BRIEF: Whenever a line below mentions the word "implement", that line should be copied.

[Stored data entries]

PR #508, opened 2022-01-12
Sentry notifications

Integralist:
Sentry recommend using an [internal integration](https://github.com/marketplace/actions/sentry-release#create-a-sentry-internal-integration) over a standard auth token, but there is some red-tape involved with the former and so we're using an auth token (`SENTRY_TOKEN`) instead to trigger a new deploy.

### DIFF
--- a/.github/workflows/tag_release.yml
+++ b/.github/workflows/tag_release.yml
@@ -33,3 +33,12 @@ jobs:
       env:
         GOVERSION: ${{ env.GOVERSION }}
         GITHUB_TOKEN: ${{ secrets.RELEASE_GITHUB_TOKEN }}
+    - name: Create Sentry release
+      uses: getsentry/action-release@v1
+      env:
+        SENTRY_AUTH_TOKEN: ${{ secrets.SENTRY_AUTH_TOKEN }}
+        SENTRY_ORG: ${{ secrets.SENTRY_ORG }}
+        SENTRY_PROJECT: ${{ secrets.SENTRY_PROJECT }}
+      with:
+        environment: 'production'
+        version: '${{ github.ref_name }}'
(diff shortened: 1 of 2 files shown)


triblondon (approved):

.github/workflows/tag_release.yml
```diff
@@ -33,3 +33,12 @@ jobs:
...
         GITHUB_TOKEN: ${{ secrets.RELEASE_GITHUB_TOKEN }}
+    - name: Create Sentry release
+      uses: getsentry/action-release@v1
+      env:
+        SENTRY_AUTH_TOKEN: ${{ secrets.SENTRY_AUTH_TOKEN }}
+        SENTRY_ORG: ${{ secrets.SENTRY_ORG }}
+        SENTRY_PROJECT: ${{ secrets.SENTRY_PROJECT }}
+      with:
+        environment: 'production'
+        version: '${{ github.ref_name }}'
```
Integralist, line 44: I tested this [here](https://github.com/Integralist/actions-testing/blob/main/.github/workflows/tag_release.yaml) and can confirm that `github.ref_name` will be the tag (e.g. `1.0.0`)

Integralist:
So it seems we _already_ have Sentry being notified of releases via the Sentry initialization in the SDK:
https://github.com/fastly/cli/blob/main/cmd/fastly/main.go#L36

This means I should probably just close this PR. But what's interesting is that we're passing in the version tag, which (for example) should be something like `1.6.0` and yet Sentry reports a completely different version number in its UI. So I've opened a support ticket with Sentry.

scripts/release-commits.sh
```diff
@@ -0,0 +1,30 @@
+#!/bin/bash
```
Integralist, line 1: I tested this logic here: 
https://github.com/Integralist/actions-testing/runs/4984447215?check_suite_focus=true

--

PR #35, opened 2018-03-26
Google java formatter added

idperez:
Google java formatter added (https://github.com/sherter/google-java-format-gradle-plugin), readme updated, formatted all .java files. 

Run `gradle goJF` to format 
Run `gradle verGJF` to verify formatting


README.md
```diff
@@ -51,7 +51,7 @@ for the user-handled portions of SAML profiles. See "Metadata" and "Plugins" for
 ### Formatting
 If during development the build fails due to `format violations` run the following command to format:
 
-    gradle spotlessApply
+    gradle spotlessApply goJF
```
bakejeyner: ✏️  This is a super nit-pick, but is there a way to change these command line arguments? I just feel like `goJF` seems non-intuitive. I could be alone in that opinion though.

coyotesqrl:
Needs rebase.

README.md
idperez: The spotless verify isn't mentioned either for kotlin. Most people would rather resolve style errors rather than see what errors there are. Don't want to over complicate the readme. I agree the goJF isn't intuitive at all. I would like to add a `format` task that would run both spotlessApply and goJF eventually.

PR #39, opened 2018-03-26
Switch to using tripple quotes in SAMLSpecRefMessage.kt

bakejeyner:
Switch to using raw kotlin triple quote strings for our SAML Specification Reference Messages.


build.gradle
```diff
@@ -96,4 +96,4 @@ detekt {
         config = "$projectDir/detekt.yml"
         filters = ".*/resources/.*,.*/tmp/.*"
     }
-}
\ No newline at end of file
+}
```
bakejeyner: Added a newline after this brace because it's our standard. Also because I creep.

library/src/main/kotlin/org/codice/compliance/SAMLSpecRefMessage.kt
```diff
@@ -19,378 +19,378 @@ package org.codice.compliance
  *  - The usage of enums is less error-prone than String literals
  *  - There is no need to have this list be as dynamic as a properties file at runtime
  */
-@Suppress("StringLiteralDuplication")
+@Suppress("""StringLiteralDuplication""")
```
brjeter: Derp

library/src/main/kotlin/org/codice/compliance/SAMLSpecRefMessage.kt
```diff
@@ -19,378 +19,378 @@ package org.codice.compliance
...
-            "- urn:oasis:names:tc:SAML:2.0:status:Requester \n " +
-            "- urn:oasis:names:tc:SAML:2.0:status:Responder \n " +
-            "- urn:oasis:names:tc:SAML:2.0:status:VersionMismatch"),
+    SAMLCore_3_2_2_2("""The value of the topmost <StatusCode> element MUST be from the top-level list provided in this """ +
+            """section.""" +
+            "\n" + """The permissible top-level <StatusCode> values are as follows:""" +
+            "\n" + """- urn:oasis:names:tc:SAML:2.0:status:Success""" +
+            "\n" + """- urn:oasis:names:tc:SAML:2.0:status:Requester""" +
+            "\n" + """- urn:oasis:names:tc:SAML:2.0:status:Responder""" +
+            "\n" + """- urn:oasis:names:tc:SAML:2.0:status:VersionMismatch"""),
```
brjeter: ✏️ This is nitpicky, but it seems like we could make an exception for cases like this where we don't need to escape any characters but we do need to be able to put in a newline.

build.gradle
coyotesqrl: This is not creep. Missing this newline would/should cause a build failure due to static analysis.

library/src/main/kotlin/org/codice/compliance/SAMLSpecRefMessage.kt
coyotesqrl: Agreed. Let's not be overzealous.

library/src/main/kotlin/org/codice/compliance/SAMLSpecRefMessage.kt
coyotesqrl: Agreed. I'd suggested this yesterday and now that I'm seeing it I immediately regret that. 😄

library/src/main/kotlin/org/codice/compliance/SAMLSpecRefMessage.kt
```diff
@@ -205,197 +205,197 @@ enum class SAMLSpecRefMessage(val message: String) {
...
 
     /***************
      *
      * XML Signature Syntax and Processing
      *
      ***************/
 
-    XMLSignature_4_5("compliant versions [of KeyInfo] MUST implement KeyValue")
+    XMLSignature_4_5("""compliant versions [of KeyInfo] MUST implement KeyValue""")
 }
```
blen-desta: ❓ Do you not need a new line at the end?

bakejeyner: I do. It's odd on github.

WRITTEN REPLY:
-    XMLSignature_4_5("compliant versions [of KeyInfo] MUST implement KeyValue")
+    XMLSignature_4_5("""compliant versions [of KeyInfo] MUST implement KeyValue""")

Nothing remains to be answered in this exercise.